El grupo continuaba inmóvil, esperando una señal de parte del negro. La luz de la luna iluminaba los rostros de todos ellos y alargaba mi sombra desde atrás. Yo bajé la mirada y finalmente cerré los ojos. Una ligera brisa fresca me helaba la nuca y hacía mis pensamientos más soportables, aunque el eco del discurso del negro continuaba retumbando en mi cabeza sin poderlo acallar. Después de unos minutos involuntariamente cedieron mis piernas, me desplomé sobre mi sombra que se reducía mientras mi cuerpo se acercaba al suelo. Quedé de rodillas mientras ellos continuaban inmóviles con las manos cruzadas detrás de la espalda y la mirada vigilante. Solo una sonrisa se dibujó en la boca del negro, dejando ver su dentadura blanca. Mis pensamientos me llevaron a Juanma, a mi madre y a mi padre. Les pedí perdón. No por ser gay, sino por sentirme culpable por ello. Ellos me habían enseñado sobre todo el respeto al prójimo, cualquiera sea su raza, su color, su religión o sus preferencias sexuales. Sabía que de algún modo los estaba traicionando, pero no podía evitarlo. Tenía miedo. ¡Mierda estos cabrones! –pensé–. Un nudo me cerró el estómago y la garganta, un sudor frío me cubrió el cuerpo pegando la camisa a mi piel. Cerré los ojos y respiré profundo… Los abrí de golpe y finalmente pude gritar:

—¡Soy culpable, me arrepiento!
—Cállate maricón de mierda. Me ordenó de inmediato el negro con un vozarrón apagado.

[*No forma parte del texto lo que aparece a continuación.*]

PR #355, opened 2018-08-08
Deleting Transaction Logs after successful backup

pritishmishra:
Changes include:
1. Adding feature of Transcation-Logs cleanup. (Delete transaction logs taken after the latest successful backup)
a. As part of this, we look for successful backup beyond the retention period and delete transaction logs from that backup time onwards in the past.
e.g. suppose u have a successful backup on 15th day.. it will delete transaction logs from 15th day onwards till the past
b. If there is no successful backup found, we delete the transaction logs older than retention period(+1day), (comparing the retention period from today).
e.g. If today is the 17th day, we will delete all transaction logs older than 15 days (taken on 1st & 2nd day). 
Assuming retention period is 14days here.
2. Modifying existing UTs to also handle transaction-logs cleanup
3. Adding new UTs to cover various scenarios of transaction-logs cleanup 

Related service-fabrik-boshrelease PR:
https://github.com/cloudfoundry-incubator/service-fabrik-boshrelease/pull/112

### DIFF
--- a/data-access-layer/iaas/BackupStore.js
+++ b/data-access-layer/iaas/BackupStore.js
@@ -34,8 +34,7 @@ class BackupStore {
 
   listFilenames(prefix, predicate, iteratees, container, dontParseFilename) {
     const options = {
-      prefix: prefix,
-      container: container
+      prefix: prefix
     };
 
     const self = this;
@@ -46,8 +45,7 @@ class BackupStore {
       level++;
       logger.debug(`Fetching recursively at level : ${level}`);
       const promise = new Promise(function (resolve, reject) {
-        self.cloudProvider
-          .list(options)
+        Promise.try(() => container ? self.cloudProvider.list(container, options) : self.cloudProvider.list(options))
           .then(files => {
             logger.debug('list of files recieved - ', files);
             if (files && files.length > 0) {
--- a/data-access-layer/iaas/BackupStore.js
+++ b/data-access-layer/iaas/BackupStore.js
@@ -32,7 +32,7 @@ class BackupStore {
     return _.nth(/^(.+)-broker$/.exec(this.containerName), 1);
   }
 
-  listFilenames(prefix, predicate, iteratees) {
+  listFilenames(prefix, predicate, iteratees, dontParseFilename) {
     const options = {
       prefix: prefix
     };
@@ -72,7 +72,7 @@ class BackupStore {
       .then(() =>
         _
         .chain(fileList)
-        .map(file => this.filename.parse(file.name))
+        .map(file => dontParseFilename ? file : this.filename.parse(file.name))
         .filter(predicate)
         .sortBy(iteratees)
         .value());
@@ -274,6 +274,22 @@ class BackupStore {
     return Promise
       .try(() => this.filename.isoDate(backupStartedBefore))
       .then(isoDate => this.listBackupFiles(options, getPredicate(isoDate), iteratees));
+  }
+
+  listTransactionLogsOlderThan(options, dateOlderThan) {
+    const iteratees = ['lastModified'];
+    let prefix = options.prefix;
+
+    function getPredicate(isoDate) {
+      return function predicate(filenameobject) {
+        //transactionLogsDeletionStartDate defaults to current timestamp as part of isoDate function.
+        return _.lt(filenameobject.lastModified, isoDate);
+      };
+    }
+
+    return Promise
+      .try(() => this.filename.isoDate(dateOlderThan))
+      .then(isoDate => this.listFilenames(prefix, getPredicate(isoDate), iteratees, true));
   }
 }
 
--- a/data-access-layer/iaas/BackupStore.js
+++ b/data-access-layer/iaas/BackupStore.js
@@ -277,7 +277,7 @@ class BackupStore {
       .then(isoDate => this.listBackupFiles(options, getPredicate(isoDate), iteratees));
   }
 
-  listTransactionLogsOlderThan(options, dateOlderThan, container) {
+  listFilesOlderThan(options, dateOlderThan, container) {
     const iteratees = ['lastModified'];
     let prefix = options.prefix;
 
--- a/data-access-layer/iaas/BackupStore.js
+++ b/data-access-layer/iaas/BackupStore.js
@@ -275,9 +275,10 @@ class BackupStore {
       .then(isoDate => this.listBackupFiles(options, getPredicate(isoDate), iteratees));
   }
 
-  listFilesOlderThan(options, dateOlderThan, container) {
+  listTransactionLogsOlderThan(options, dateOlderThan) {
     const iteratees = ['lastModified'];
-    let prefix = options.prefix;
+    const prefix = `${options.service_name}/logs/${options.instance_id}`;
+    const container = `${this.containerPrefix}-${options.service_name}`;
 
     function getPredicate(isoDate) {
       return function predicate(filenameobject) {
@@ -285,10 +286,23 @@ class BackupStore {
         return _.lt(new Date(filenameobject.lastModified).toISOString(), isoDate);
       };
     }
-
     return Promise
       .try(() => this.filename.isoDate(dateOlderThan))
       .then(isoDate => this.listFilenames(prefix, getPredicate(isoDate), iteratees, container, true));
+  }
+
+  deleteTransactionLogsOlderThan(options, dateOlderThan) {
+    let deletedTransactionLogFilesCount = 0;
+    const container = `${this.containerPrefix}-${options.service_name}`;
+
+    return this.listTransactionLogsOlderThan(options, dateOlderThan)
+      .tap(transactionLogsFiles => {
+        if (!_.isEmpty(transactionLogsFiles)) {
+          deletedTransactionLogFilesCount = transactionLogsFiles.length;
+        }
+      })
+      .map(transactionLogsFile => this.cloudProvider.remove(container, transactionLogsFile.name))
+      .then(() => deletedTransactionLogFilesCount);
   }
 }
 
--- a/data-access-layer/iaas/BackupStore.js
+++ b/data-access-layer/iaas/BackupStore.js
@@ -32,9 +32,10 @@ class BackupStore {
     return _.nth(/^(.+)-broker$/.exec(this.containerName), 1);
   }
 
-  listFilenames(prefix, predicate, iteratees, dontParseFilename) {
+  listFilenames(prefix, predicate, iteratees, container, dontParseFilename) {
     const options = {
-      prefix: prefix
+      prefix: prefix,
+      container: container
     };
 
     const self = this;
@@ -276,20 +277,20 @@ class BackupStore {
       .then(isoDate => this.listBackupFiles(options, getPredicate(isoDate), iteratees));
   }
 
-  listTransactionLogsOlderThan(options, dateOlderThan) {
+  listTransactionLogsOlderThan(options, dateOlderThan, container) {
     const iteratees = ['lastModified'];
     let prefix = options.prefix;
 
     function getPredicate(isoDate) {
       return function predicate(filenameobject) {
         //transactionLogsDeletionStartDate defaults to current timestamp as part of isoDate function.
-        return _.lt(filenameobject.lastModified, isoDate);
+        return _.lt(new Date(filenameobject.lastModified).toISOString(), isoDate);
       };
     }
 
     return Promise
       .try(() => this.filename.isoDate(dateOlderThan))
-      .then(isoDate => this.listFilenames(prefix, getPredicate(isoDate), iteratees, true));
+      .then(isoDate => this.listFilenames(prefix, getPredicate(isoDate), iteratees, container, true));
   }
 }
 
--- a/data-access-layer/iaas/CloudProviderClient.js
+++ b/data-access-layer/iaas/CloudProviderClient.js
@@ -61,10 +61,10 @@ class CloudProviderClient extends BaseCloudClient {
   list(container, options) {
     if (arguments.length < 2) {
       options = container;
-      container = _.get(options, 'container') || this.containerName;
+      container = this.containerName;
     }
     return this.storage
-      .getFilesAsync(container, _.omit(options, 'container'))
+      .getFilesAsync(container, options)
       .then(listOfFiles => {
         let list = [];
         let isTruncated = false;
--- a/data-access-layer/iaas/CloudProviderClient.js
+++ b/data-access-layer/iaas/CloudProviderClient.js
@@ -61,10 +61,10 @@ class CloudProviderClient extends BaseCloudClient {
   list(container, options) {
     if (arguments.length < 2) {
       options = container;
-      container = this.containerName;
+      container = _.get(options, 'container') || this.containerName;
     }
     return this.storage
-      .getFilesAsync(container, options)
+      .getFilesAsync(container, _.omit(options, 'container'))
       .then(listOfFiles => {
         let list = [];
         let isTruncated = false;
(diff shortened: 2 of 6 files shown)


jobs/ScheduleBackupJob.js
```diff
@@ -99,11 +124,33 @@ class ScheduleBackupJob extends BaseJob {
             .deleteBackup(deleteOptions)
             .then(() => backup.backup_guid);
         }
-      }).then(deletedBackupGuids => {
-        logger.info(`Successfully deleted backup guids : ${deletedBackupGuids} - instance deleted : ${instanceDeleted}`);
+      })
+      .then(deletedBackupGuids => {
+        const serviceName = catalog.getService(job.attrs.data.service_id).name;
```
sauravmndl: Put a comment // Deleting transaction logs from service-container.

jobs/ScheduleBackupJob.js
```diff
@@ -80,10 +80,35 @@ class ScheduleBackupJob extends BaseJob {
...
+        }
+      }
+      return filteredOldBackups;
+    }
+
     const options = _.omit(job.attrs.data, 'trigger', 'type');
     return backupStore
       .listBackupsOlderThan(options, config.backup.retention_period_in_days)
-      .then(oldBackups => this.filterOldBackups(oldBackups))
+      .then(oldBackups => filterOldBackups(oldBackups))
```
sauravmndl: Put a comment //Deleting base backup/ backup guids.

jobs/ScheduleBackupJob.js
```diff
@@ -80,10 +80,35 @@ class ScheduleBackupJob extends BaseJob {
...
+      // is 15 days it would include all backups in (15th, 16th, 17th ...) */
+      if (typeof oldBackups !== 'undefined' && oldBackups.length > 0) {
+        // Older backups are sorted as latest at first
+        let sortedBackups = _.sortBy(oldBackups, ['started_at']).reverse();
+        const latestSuccessIndex = _.findIndex(sortedBackups,
+          backup => backup.state === CONST.OPERATION.SUCCEEDED);
+        if (latestSuccessIndex === -1) {
+          //No successful backup beyond retention period.
+          filteredOldBackups = sortedBackups;
+          transactionLogsDeleteBefore = new Date();
```
sauravmndl: //Not current date. Consider retention period days older date. config.backup.retention_period_in_days + 1 can be good enough.

test/test_broker/mocks/cloudProvider.js
```diff
@@ -124,4 +126,27 @@ function list(containerName, prefix, filenames, responseStatusCode, times) {
     .reply(responseStatusCode || 200, files, {
       'X-Container-Object-Count': '42'
     });
+}
+
+function listTransactionLogs(containerName, prefix, fileObjects) {
```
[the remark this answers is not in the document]
pritishmishra: Done!

data-access-layer/iaas/BackupStore.js
```diff
@@ -275,6 +276,22 @@ class BackupStore {
       .try(() => this.filename.isoDate(backupStartedBefore))
       .then(isoDate => this.listBackupFiles(options, getPredicate(isoDate), iteratees));
   }
+
+  listTransactionLogsOlderThan(options, dateOlderThan, container) {
```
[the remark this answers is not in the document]
pritishmishra: Done!

jobs/ScheduleBackupJob.js
pritishmishra: Done!

jobs/ScheduleBackupJob.js
pritishmishra: Done!

jobs/ScheduleBackupJob.js
pritishmishra: Done!

pritishmishra:
@sauravmndl Implemented Review comments. Please review again.

jobs/ScheduleBackupJob.js
```diff
@@ -99,22 +130,43 @@ class ScheduleBackupJob extends BaseJob {
             .deleteBackup(deleteOptions)
             .then(() => backup.backup_guid);
         }
-      }).then(deletedBackupGuids => {
-        logger.info(`Successfully deleted backup guids : ${deletedBackupGuids} - instance deleted : ${instanceDeleted}`);
+      })
+      .then(deletedBackupGuids => {
+        // Deleting transaction logs from service-container.
+        let deletedTransactionLogFilesCount = 0;
+        return backupStore.listFilesOlderThan(listOptions, transactionLogsDeleteBefore, container)
```
kamath-prasad: is this list function scalable for all IAASes ? Like for Azure we have limits of 5000 blobs , correct ?

data-access-layer/iaas/CloudProviderClient.js
```diff
@@ -61,10 +61,10 @@ class CloudProviderClient extends BaseCloudClient {
   list(container, options) {
     if (arguments.length < 2) {
       options = container;
-      container = this.containerName;
+      container = _.get(options, 'container') || this.containerName;
```
sauravmndl: May be not required this. call **list(container, options)** method with container [here](https://github.com/cloudfoundry-incubator/service-fabrik-broker/pull/355/files#diff-c79d1f6f368d710e95c0626775567787R50)

jobs/ScheduleBackupJob.js
```diff
@@ -80,11 +80,42 @@ class ScheduleBackupJob extends BaseJob {
...
+      // is 15 days it would include all backups in (15th, 16th, 17th ...) */
+      if (typeof oldBackups !== 'undefined' && oldBackups.length > 0) {
+        // Older backups are sorted as latest at first
+        let sortedBackups = _.sortBy(oldBackups, ['started_at']).reverse();
+        const latestSuccessIndex = _.findIndex(sortedBackups,
+          backup => backup.state === CONST.OPERATION.SUCCEEDED);
+        if (latestSuccessIndex === -1) {
+          //No successful backup beyond retention period.
+          filteredOldBackups = sortedBackups;
+          transactionLogsDeleteBefore = new Date(Date.now() - (config.backup.retention_period_in_days + 1) * 24 * 60 * 60 * 1000).toISOString();
```
sauravmndl: Also handle the case when instance deleted. In that case after retention period post instance deletion, all backups and transaction logs should be cleaned up.

data-access-layer/iaas/BackupStore.js
```diff
@@ -275,6 +276,22 @@ class BackupStore {
       .try(() => this.filename.isoDate(backupStartedBefore))
       .then(isoDate => this.listBackupFiles(options, getPredicate(isoDate), iteratees));
   }
+
+  listFilesOlderThan(options, dateOlderThan, container) {
+    const iteratees = ['lastModified'];
```
sauravmndl: Can we pass **iteratees**  as function, so that it becomes generic.

data-access-layer/iaas/BackupStore.js
```diff
@@ -275,6 +276,22 @@ class BackupStore {
...
+    let prefix = options.prefix;
```
sauravmndl: Let's harden as **const** instead of **let**

data-access-layer/iaas/BackupStore.js
```diff
@@ -275,6 +276,22 @@ class BackupStore {
...
+    function getPredicate(isoDate) {
+      return function predicate(filenameobject) {
+        //transactionLogsDeletionStartDate defaults to current timestamp as part of isoDate function.
+        return _.lt(new Date(filenameobject.lastModified).toISOString(), isoDate);
+      };
+    }
+
+    return Promise
+      .try(() => this.filename.isoDate(dateOlderThan))
+      .then(isoDate => this.listFilenames(prefix, getPredicate(isoDate), iteratees, container, true));
```
ketakig12: If you see, we have defined separate BackupStore for OOB and Service Instance where we do specific tasks like finding the prefix. I would recommend to have the same approach here (create a new BackupStore class for Service) and keep all iaas prefix related logic in iaas layer instead of caller. This whole function maybe then can be moved to separate BackupStore file, as I think it will be only used for transaction logs.

data-access-layer/iaas/CloudProviderClient.js
ketakig12: Yes, container is already passed as param, why do we need it in options again?

data-access-layer/iaas/CloudProviderClient.js
```diff
@@ -61,10 +61,10 @@ class CloudProviderClient extends BaseCloudClient {
...
     }
     return this.storage
-      .getFilesAsync(container, options)
+      .getFilesAsync(container, _.omit(options, 'container'))
```
ketakig12: Then I guess, this will also be removed if we are not passing container in options.

jobs/ScheduleBackupJob.js
```diff
@@ -80,11 +80,42 @@ class ScheduleBackupJob extends BaseJob {
...
+      }
+      return filteredOldBackups;
+    }
+
     const options = _.omit(job.attrs.data, 'trigger', 'type');
+    const serviceName = catalog.getService(job.attrs.data.service_id).name;
+    const listOptions = {
+      prefix: `${serviceName}/logs/${job.attrs.data.instance_id}`
+    };
+    const container = `${backupStore.containerPrefix}-${serviceName}`;
```
ketakig12: As commented above, both prefix and container formation can be / should be part of BackupStore.

jobs/ScheduleBackupJob.js
```diff
@@ -80,11 +80,42 @@ class ScheduleBackupJob extends BaseJob {
   }
 
   static deleteOldBackup(job, instanceDeleted) {
+    let transactionLogsDeleteBefore;
```
ketakig12: Maybe rename the variable as `transactionLogsBefore` as this is the time before which you get all logs.

jobs/ScheduleBackupJob.js
```diff
@@ -80,11 +80,42 @@ class ScheduleBackupJob extends BaseJob {
...
+    function filterOldBackups(oldBackups) {
+      let filteredOldBackups = [];
+      /* oldBackups : This aray should contain all older backups
+      // including last retenion day's backup. E.g. if retention period
+      // is 15 days it would include all backups in (15th, 16th, 17th ...) */
+      if (typeof oldBackups !== 'undefined' && oldBackups.length > 0) {
+        // Older backups are sorted as latest at first
+        let sortedBackups = _.sortBy(oldBackups, ['started_at']).reverse();
+        const latestSuccessIndex = _.findIndex(sortedBackups,
+          backup => backup.state === CONST.OPERATION.SUCCEEDED);
```
ketakig12: Should we also check trigger here? If the succeeded backup is of on-demand, user can delete it.

jobs/ScheduleBackupJob.js
```diff
@@ -99,22 +130,43 @@ class ScheduleBackupJob extends BaseJob {
...
-          .listBackupFilenames(backupStartedBefore, options)
-          .then(listOfFiles => {
-            if (listOfFiles.length === 0) {
+        transactionLogsDeleteBefore = new Date().toISOString();
+        return Promise.all([
+            backupStore.listBackupFilenames(backupStartedBefore, options),
+            backupStore.listFilesOlderThan(listOptions, transactionLogsDeleteBefore, container)
+          ])
+          .spread((listOfBackups, listOfTransactionLogs) => {
+            if (listOfBackups.length === 0 && listOfTransactionLogs.length === 0) {
```
ketakig12: We are **always** keeping 1 successful backup beyond retention period (even for deleted instance). So, how will this condition be satisfied?

jobs/ScheduleBackupJob.js
pritishmishra: Won't that be automatically taken care by above logic? Since, after the retention period, the backups will be deleted and upon not finding any backup, the above logic kicks in and deletes transaction logs older than 15 days.

data-access-layer/iaas/BackupStore.js
```diff
@@ -32,9 +32,10 @@ class BackupStore {
     return _.nth(/^(.+)-broker$/.exec(this.containerName), 1);
   }
 
-  listFilenames(prefix, predicate, iteratees) {
+  listFilenames(prefix, predicate, iteratees, container, dontParseFilename) {
```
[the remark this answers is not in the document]
pritishmishra: `parseFilename` reduces backward compatibility as now all other functions have to pass `true` and the new function will have to pass `false`. 
Here, using the opposite ensures that the original function signatures are left unchanged and only the new ones have to pass `true`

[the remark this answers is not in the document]
ketakig12: The containerName in this case is generic, I suppose --> it is used for service specific containers as in [here](https://github.com/cloudfoundry-incubator/service-fabrik-broker/blob/0c87df6471cfd9fd5be8063608b086acc6623a55/data-access-layer/iaas/BackupStore.js#L215). And as I have written in another comment below, I feel container name / prefix formation should be inside BackupStore.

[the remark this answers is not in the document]
ketakig12: parseFilename reduces backward compatibility --> Yes, I understand that, but is it not possible to keep default for it if not passed? dontParseFilename just does not look good as a var name. But I am fine if you decide not to change.

data-access-layer/iaas/CloudProviderClient.js
ketakig12: Not sure if I understand this, you can pass container as parameter instead if passing in options.

pritishmishra:
I had received quite a few review comments regarding creating `container` name inside the BackupStore file rather than passing the `container` param in function calls.

I had a discussion w/ @sauravmndl and we concluded that this could reduce the use-case of the `ListFilenames` function. This function was not only introduced for listing the Transaction Logs but also could be extended for any use-case which involves listing files in a container, without downloading the contents of the file.

So, restricting the creation of `container` name in the BackupStore file itself, will involve passing some extra param each time, we want to create `container` with different convention, which could become cumbersome. Hence, passing the `container` param as part of function call.

data-access-layer/iaas/CloudProviderClient.js
pritishmishra: Agreed. I think we can get rid of this logic and retrieve the `container` from the function param.
I have made the changes accordingly.

data-access-layer/iaas/CloudProviderClient.js
pritishmishra: Yes. Removed these changes.

data-access-layer/iaas/BackupStore.js
pritishmishra: The logic of introducing these functions is not limited to only Transaction Logs. I have explained this in a comment below.

jobs/ScheduleBackupJob.js
pritishmishra: Yes, however, I think the understanding is that we don't have an use-case right now, for exceeding the number of blobs above 5000, as per the estimated current-usage.

jobs/ScheduleBackupJob.js
pritishmishra: Done!

pritishmishra:
Regarding 
https://github.com/cloudfoundry-incubator/service-fabrik-broker/pull/355#pullrequestreview-144951868, yes, we need these changes for BackupReaperJob too, but I think, we have parked this for later.

Regarding 
https://github.com/cloudfoundry-incubator/service-fabrik-broker/pull/355#issuecomment-412449319, we had a discussion post my comment on this and after discussion with @kamath-prasad  and @sauravmndl , we have introduced transaction logs specific functions in BackupStore library code, and avoided the prefix/container creation call outside of BackupStore. Please revisit the code changes.

We haven’t however created a new BackupStore file specifically for Transaction Logs, as was one of the suggestions.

La plaza estaba vacía. Si solo alguien hubiese pasado por allí en ese momento. Lo deseaba con todas mis fuerzas. Si alguien me hubiese visto… Seguramente habría cambiado de dirección, concluí tristemente ante la evidencia de encontrarme solo delante de esa pandilla de animales. Cerré nuevamente los ojos y en ese momento me cayeron unas lágrimas de impotencia, me mordí la lengua para no llorar y apreté mis puños y los apoyé contra el estómago.

Una fuerza repentina levantó mi cabeza. Abrí los ojos y miré fijamente al negro: era realmente feo. Quise decirle algo, no sé bien qué cosa, pero algo de verdad, algo fuerte. Algo que sintiera en las visceras, que me saliera de adentro, con fuerza: que era un hijo de la gran puta, un cabrón o que de verdad era muy feo, pero no pude. Habrá sido cobardía, miedo o las dos cosas, pero el hecho es que la voz no me salió. El nudo del estómago me estaba agarrotando la garganta, la espalda, las piernas y hasta los testículos. Lo volví a mirar sin abrir la boca, pero mi expresión me delató.

—¡Eres un gusano! –dijo él–. En ese momento, tomando velocidad como si se preparase a lanzar un penal, me lanzó una patada en la cara. Apenas tuve tiempo de poner mis manos delante de ella y caí como un feto a tierra. Sentí otras cien patadas en mi espalda, mi cabeza, mis brazos y mis piernas. Después de eso me costaba respirar, el aire no me parecía tan fresco, mas bien denso y enrarecido… El cemento estaba tibio, me dejé acariciar.